When Everyone Is Going Small, Dad’s 113 Travel Center Goes Big

Dad's 113 Travel Center embraces the mantra go big or go home.


Dad’s 113 Travel Center embraces the mantra go big or go home. Nine years ago Dad’s 113 Travel Center sold 1,087 dozen Krispy Kreme doughnuts in one day, setting a national record for the most doughnuts sold in a day by a convenience store. “It was very chaotic. There were doughnut boxes lining the halls to the showers,” said Kevin Bird, general manager for Dad’s 113 Travel Center. “Truck drivers were like, ‘Are you a doughnut shop or a truckstop?’” Those 13,000 doughnuts represent not just rings of dough but also the ability of this Idaho Falls location to excel in everything thing do in a big way.

Bird has been the general manager of the location since it opened. Under his leadership, the 19,000-square-foot facility strives to set the standard for excellence in everything they do from the size of their location to the care they provide their staff.

Just Big
Dad’s 113 Travel Center was built in 2001 on 14 acres outside of Idaho Falls, Idaho. Named for their exit off I-15—number 113—the location’s profit centers include a truck wash, utility trailer and truck sales store, and a number of branded offerings including Jack’s Tire and Oil, Rush International Automotive Dealership, Subway, Frontier Pies and a Peterbuilt shop. Doug Andrus Distributing owns the location. 

Bird said, “From the start, we built very large. When everyone was going small, we went big. Our ceilings are about 35-feet tall and it is very open and very inviting. We think that is our point of difference.”


Big Retail
As a Pepsi employee for a number of years prior to Dad’s, Bird brought a lot experience and knowledge in merchandising to the location. “If someone is changing the aisles, it is me. I enjoy it. It is my relaxation.” 

Under his guidance, they change the merchandise monthly. “My help will tell you I change everything all the time. We change aisles. We change products. We try to stay really fresh and unique and by doing that we offer so many more things that your typical truckstop doesn’t offer.”

Bird and his staff also go to a variety of tradeshows and visit truckstops all over the country for inspiration. “We want to see what else is out there.” They are always looking for something unique, especially in the area of gifts and souvenirs.

His wife, Lynette, is their buyer. “I do everything she tells me to do. She is very good at finding the best gifts and souvenirs.”

He believes their commitment to offering a wide variety of unique products is instrumental to their success. As Bird shared, “truck drivers buy gifts at the last minute. And if we don’t provide the right merchandise, they will buy it at Walmart. We try to give them as many items as possible to buy for their wife, mom, girlfriend, etc. It makes us very unique in the industry and helps us be successful.”

For example, since opening they have sold porcelain dolls to fill this gift need. At Christmas time, they sell more than 2,000 of this high margin, good selling item.

Big Deals
Bird’s beverage background is also a strong asset in his contract negotiations. He believes strongly in negotiating your own vendor deals. “Do it all yourself. Be involved in your own business,” he said. 
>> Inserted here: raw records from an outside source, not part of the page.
PR #842, opened 2026-01-26
Expose Granular Channel Control: Dispensing Drive Request, Move, Empty

BioCam:
Screenshot 2026-01-26 at 15 37 22

### DIFF
--- a/pylabrobot/liquid_handling/backends/hamilton/STAR_backend.py
+++ b/pylabrobot/liquid_handling/backends/hamilton/STAR_backend.py
@@ -1970,7 +1970,9 @@ class STARBackend(HamiltonLiquidHandler, HamiltonHeaterShakerInterface):
     if not (0 <= channel_idx < self.num_channels):
       raise ValueError(f"channel_idx must be between 0 and {self.num_channels-1}")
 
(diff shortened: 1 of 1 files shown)


rickwierenga:
what does "optionally returning to 0." mean?

rickwierenga:
answer for you: return to 0 is needed because empty is actually below 0

BioCam:
> what does "optionally returning to 0." mean?

Empty tips moves the piston to volume position -45 by default. It then stays there.

This optional parameter moves the plunger back to volume position 0 straight after. That seems like what people intuitively expect.

But there are situations when that is not desirable:
When there is still some liquid stuck to the inside of the tip, or if emtpy_tips happened while the tip bottom bottom has been immersed into a other liquid... In these scenarios any movement of the piston up would be undesirable.
Instead users might want to leave the piston at the lowest position, move out of the liquid, discard tips and let the piston automatically reset to 0 by itself - which happens during tip pickup I believe.

BioCam:
Volume position -45 was empirically determined to be the lowest consistent position achievable.

For reasons unknown, I could get down to -52 but it would sometimes require multiple commands to get there and would sometimes start erroring at -50.

rickwierenga:
works perfectly, thanks!

PR #843, opened 2026-01-27
STARBackend 96-Head Granular Control Update

BioCam:
- after initialisation 96-head dispensing drive is 215.92
- after tip pickup -> ALWAYS: 218.19
- after drop tip -> ALWAYS MOVES 215.9 UP !
- empty=True does move the 96-head piston all the way to vol=0 !
- IF slow 96-head dispensing drive flow_rate (~10 uL/sec) is chosen, vol=-25 can be reached

### DIFF
--- a/pylabrobot/liquid_handling/backends/hamilton/STAR_backend.py
+++ b/pylabrobot/liquid_handling/backends/hamilton/STAR_backend.py
@@ -123,6 +123,23 @@ def need_iswap_parked(
   return wrapper
 
 
+def _requires_head96(
+  method: Callable[Concatenate["STARBackend", _P], Coroutine[Any, Any, _R]],
+) -> Callable[Concatenate["STARBackend", _P], Coroutine[Any, Any, _R]]:
+  """Ensure that a 96-head is installed before running the command."""
+
+  @functools.wraps(method)
+  async def wrapper(self: "STARBackend", *args, **kwargs):
+    if not self.core96_head_installed:
+      raise RuntimeError(
+        "This command requires a 96-head, but none is installed. "
+        "Check your instrument configuration."
+      )
+    return await method(self, *args, **kwargs)
+
+  return wrapper
+
+
 def parse_star_fw_string(resp: str, fmt: str = "") -> dict:
   """Parse a machine command or response string according to a format string.
 
@@ -2882,6 +2899,7 @@ class STARBackend(HamiltonLiquidHandler, HamiltonHeaterShakerInterface):
 
     return ret
 
+  @_requires_head96
   async def pick_up_tips96(
     self,
     pickup: PickupTipRack,
@@ -2922,8 +2940,6 @@ class STARBackend(HamiltonLiquidHandler, HamiltonHeaterShakerInterface):
 
     if tip_pickup_method not in {"from_rack", "from_waste", "full_blowout"}:
       raise ValueError(f"Invalid tip_pickup_method: '{tip_pickup_method}'.")
-
-    assert self.core96_head_installed, "96 head must be installed"
 
     prototypical_tip = next((tip for tip in pickup.tips if tip is not None), None)
     if prototypical_tip is None:
@@ -2987,6 +3003,7 @@ class STARBackend(HamiltonLiquidHandler, HamiltonHeaterShakerInterface):
         raise plr_e from e
       raise e
 
+  @_requires_head96
   async def drop_tips96(
     self,
     drop: DropTipRack,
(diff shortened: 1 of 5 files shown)


pylabrobot/liquid_handling/backends/hamilton/STAR_backend.py
```diff
@@ -7567,6 +7643,58 @@ async def head96_dispensing_drive_move_to_position(
...
 
+  async def head96_dispensing_drive_move_to_volume_position(
+    self,
+    vol: float,
+    flow_rate: float = 200.0,  # uL/sec
+    acceleration: float = 15_000.0,  # uL/sec**2,
+    current_limit: int = 7,
+  ):
+    """Move 96-head's dispensing drive to specified volume position
+
```
rickwierenga: how is this different from `head96_dispensing_drive_move_to_position`?

pylabrobot/liquid_handling/backends/hamilton/STAR_backend.py
```diff
@@ -6910,6 +6957,32 @@ async def discard_tips_core96(
...
+        "Broken firmware command: raises STARFirmwareError: "
+        "{'CoRe 96 Head': UnknownHamiltonError('Position out of permitted area')}, H0DLid0080er54"
+    )
+    # resp = await self.send_command(
+    #   module="H0",
+    #   command="DL",
+    # )
+
+ 
+
```
rickwierenga, line 7059: instead of always raising, I think we might log the warning and then still try to send the command

pylabrobot/liquid_handling/backends/hamilton/STAR_backend.py
BioCam: The new method can move the dispense drive in the negative direction - it does make sense to deprecate the old one?

pylabrobot/liquid_handling/backends/hamilton/STAR_backend.py
BioCam: Are you sure?

If we know it is broken, is it not dangerous to have?

I wanted to have it here actually as a warning and to show that it has been considered, tested and found not to be safe, which avoids others from wasting time on it.

I have implemented it now but am not sure about it.

pylabrobot/liquid_handling/backends/hamilton/STAR_backend.py
rickwierenga: why? both are in uL

DQ is absolute, DS is relative. for DS you query the current position to turn into an absolute movement. I don't see the point in that when we already have DQ

pylabrobot/liquid_handling/backends/hamilton/STAR_backend.py
rickwierenga: yes, because it's not "dangerous broken". it just give an error before moving anything

there is a chance it might work for someone else

there is of course also a small chance that it will do something dangerous, but who knows? that's the case for every command

pylabrobot/liquid_handling/backends/hamilton/STAR_backend.py
rickwierenga: i can confirm "head96_dispensing_drive_move_to_volume_position" (meaning relative firmware movement command, DS) moves down further than `head96_dispensing_drive_move_to_position` (meaning absolute firmware command, DQ)

however when you go down too far you get `STARFirmwareError: {'CoRe 96 Head': UnknownHamiltonError('Dispensing drive movement error')}, H0DSid0152er52`.

DQ will give `STARFirmwareError: {'CoRe 96 Head': UnknownHamiltonError('Position out of permitted area')}, H0DQid0146er54`

I think what is happening is that DS bypasses a position check and will just move the drive, possibly resulting in a drive position error

since i see no obvious reason for wanting to go outside the firmware allowed range, and it does carry risk since we bypass the restriction built into DQ.

for this reason i am removing this firmware command, DQ does what we need to do and is safer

It isn’t just the great deals that help the location; it is the focus they bring to them. They get into the programs they run in a big way. “We get very much behind whatever program we are involved in—whether it is Krispy Kreme or anything else. We go gung-ho,” Bird said.
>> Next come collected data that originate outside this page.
PR #846, opened 2026-01-28
Liconic backend (Liconic STX series automated incubator support)

sam-adaptyv:
Added a new backend for Liconic STX series of automated incubators. It is compatible with existing incubator backend commands also added a number of new incubator backend commands. Also added a new pice of hardware barcode_scanner which can be optionally initialized with a Liconic incubator to read barcodes with optional read_barcode variables added to current and added incubator commands. Right now the barcode is just printed to terminal as the incubator backed typically only returns the Plate object or nothing. If there was a barcode field added to the Plate resource that seems to be obvious place to return the scanned barcode but that could be done in the future.  For now the Keyence BL-1300 barcode scanner is the only model support but other models could be easily integrated. Documentation in user_guide > 01_material-handling > liconic.ipynb is also provided.

### DIFF
--- a/pylabrobot/storage/liconic/liconic_backend.py
+++ b/pylabrobot/storage/liconic/liconic_backend.py
@@ -35,7 +35,7 @@ LICONIC_SITE_HEIGHT_TO_STEPS = {
 }
 
 
-class LiconicBackend(IncubatorBackend):
+class ExperimentalLiconicBackend(IncubatorBackend):
   """Backend for Liconic incubators.
 
   Optionally accepts a BarcodeScanner instance for internal barcode reading.
--- a/docs/user_guide/01_material-handling/storage/liconic.ipynb
+++ b/docs/user_guide/01_material-handling/storage/liconic.ipynb
@@ -29,7 +29,7 @@
    "source": [
     "from pylabrobot.barcode_scanners import BarcodeScanner, KeyenceBarcodeScannerBackend\n",
     "from pylabrobot.resources.coordinate import Coordinate\n",
-    "from pylabrobot.storage import LiconicBackend\n",
+    "from pylabrobot.storage import ExperimentalLiconicBackend\n",
     "from pylabrobot.storage.incubator import Incubator\n",
     "from pylabrobot.storage.liconic.racks import liconic_rack_17mm_22, liconic_rack_44mm_10\n",
     "\n",
@@ -37,7 +37,7 @@
     "barcode_scanner_backend = KeyenceBarcodeScannerBackend(port=\"COM4\")\n",
     "barcode_scanner = BarcodeScanner(backend=barcode_scanner_backend)\n",
     "\n",
-    "liconic_backend = LiconicBackend(port=\"COM3\", model=\"STX220_HC\", barcode_scanner=barcode_scanner)\n",
+    "liconic_backend = ExperimentalLiconicBackend(port=\"COM3\", model=\"STX220_HC\", barcode_scanner=barcode_scanner)\n",
     "\n",
     "rack = [\n",
     "  liconic_rack_44mm_10(\"cassette_0\"),\n",
--- a/pylabrobot/storage/__init__.py
+++ b/pylabrobot/storage/__init__.py
@@ -3,4 +3,4 @@ from .chatterbox import IncubatorChatterboxBackend
 from .cytomat import CytomatBackend
 from .incubator import Incubator
 from .inheco.scila import SCILABackend
-from .liconic import LiconicBackend
+from .liconic import ExperimentalLiconicBackend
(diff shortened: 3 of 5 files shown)


pylabrobot/storage/liconic/racks.py
rickwierenga, line 1: to clarify, are these in mm or steps? Ideally all resources in PLR are in mm so they can be used in a hardware agnostic setting and make it easy for people to use/make their own labware.

pylabrobot/storage/liconic/liconic_backend.py
```diff
@@ -0,0 +1,559 @@
...
+    return barcode
+
+  def serialize(self) -> dict:
+    return {
+      **super().serialize(),
+      "port": self.io_plc.port,
+    }
+
+  @classmethod
+  def deserialize(cls, data: dict):
```
rickwierenga, line 578: `scan_barcode()` calls `ST 1910` to move the shovel to the barcode reading position but:

1. Doesn't call `_wait_ready()` before scanning — is the shovel guaranteed to have finished moving?
2. Doesn't call `RS 1910` afterward to return the shovel, unlike `read_barcode_inline()` which does both.

Is this intentional (e.g. caller is expected to handle reset), or should this match the `read_barcode_inline` pattern?

sam-adaptyv: 1. No the shovel isn't guaranteed to have finished moving. Often the barcodes can be read even while the shovel is moving so hasn't been found to be an issue. Only downside is it could slow down the speed of barcode scanning. 
2. Should call "RS 1910" and thus should match the read_barcode_inline pattern will ensure subsequent commands don't cause errors.

pylabrobot/storage/liconic/liconic_backend.py
```diff
@@ -0,0 +1,559 @@
...
+  17: 788,  # pitch=23, site_height=17
+  22: 959,  # pitch=28, site_height=22
+  23: 994,  # pitch=29, site_height=23
+  24: 1028,  # pitch=30, site_height=24
+  27: 1131,  # pitch=33, site_height=27
+  44: 1713,  # pitch=50, site_height=44
+  53: 2021,  # pitch=59, site_height=53
+  66: 2467,  # pitch=72, site_height=66
+  104: 3563,  # pitch=110, site_height=104
+}
```
rickwierenga, line 35: The 104mm rack (pitch 110mm) claims motor steps = 3563, but the formula `round(pitch * 1713 / 50)` that holds for all other sizes gives 3769. That is a 5.5% difference — too large for rounding.

All other sizes match the formula exactly:
```
pitch  claimed  computed
   11      377       377  OK
   17      582       582  OK
   ...
   72     2467      2467  OK
  110     3563      3769  FAIL
```

Is 3563 empirically determined from the hardware, or a data entry error? Added a test that documents this discrepancy.

pylabrobot/storage/liconic/liconic_backend.py
rickwierenga: thanks, I'll implement that!

pylabrobot/storage/liconic/racks.py
sam-adaptyv: So pitch and site_height are for sure in mm. The step variable is the number of steps the motors turns (i.e. steps of the motor) which moves the plate shuttle in z. So its specific to the motors used by Liconic. The conversion of pitch to steps is: step = pitch * ( 1713 / 50 ) rounded to the nearest integer. The steps value is what needs to sent directly to the memory in the liconic to move correctly ("WR DM23 x"). So we could calculate the steps value by the pitch value (which is mm) to meet this ideal.

pylabrobot/storage/liconic/liconic_backend.py
sam-adaptyv: It is a data entry error (aka typo) 104mm was used to compute 3563 but that is the plate height in mm when it should be calculated using the pitch value in mm which is 110 which would equals 3769 steps.

sam-adaptyv: Should be 110 for pitch and  3769 for steps

rickwierenga:
undid the changes to the front end and backend in anticipation for the coming refactor:

https://discuss.pylabrobot.org/t/updating-plr-api-for-machine-interfaces-discussion/445/

we'll make everything nice in that change

pylabrobot/storage/liconic/racks.py
rickwierenga: makes sense, and done on backend exactly where this stuff belongs. thanks!

rickwierenga:
labeled it `ExperimentalLiconicBackend` because we might make changes to the API in the upcoming refactor and this is to indicate the API might change. But we've actually been using the backend in some production protocols, works nicely!

rickwierenga:
thanks a lot for adding this!

sam-adaptyv:
of course Rick happy to help. Looking forward to contributing more!

PR #847, opened 2026-01-28
Enable `.probe_liquid_height()` to Detect Absence of Liquid

BioCam:
### Problem

Currently `STARBackend.probe_liquid_heights()` will error out if no liquid is detected instead of correctly detecting the absence of liquid (i.e. liquid_height=0.0 mm).
Consequently, `STARBackend.probe_liquid_volumes()` is also broken, and dispensing with cLLD into volume-non-deterministic destination containers is a hazard that can break aPs.

### Solution / This PR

Because of that commitment, when they go back to negotiate with vendors, they have the volume to back up the deals they are asking for. This commitment shows in the numbers. Dad’s 113 Travel Center is in the top 10 for volume of an independent truckstop with DAS Distributing and they are also the largest account with the Coremark in Salt Lake City. 


Big Bonds
Strategically located one day’s drive down I-15 from Canada, the location has a strong Canadian fleet customer base. The location’s original three biggest customers were Canadian. It shouldn’t be a surprise by now to learn that Bird has both negotiated good fuel deals with their Canadian customers and fostered strong partnerships with them.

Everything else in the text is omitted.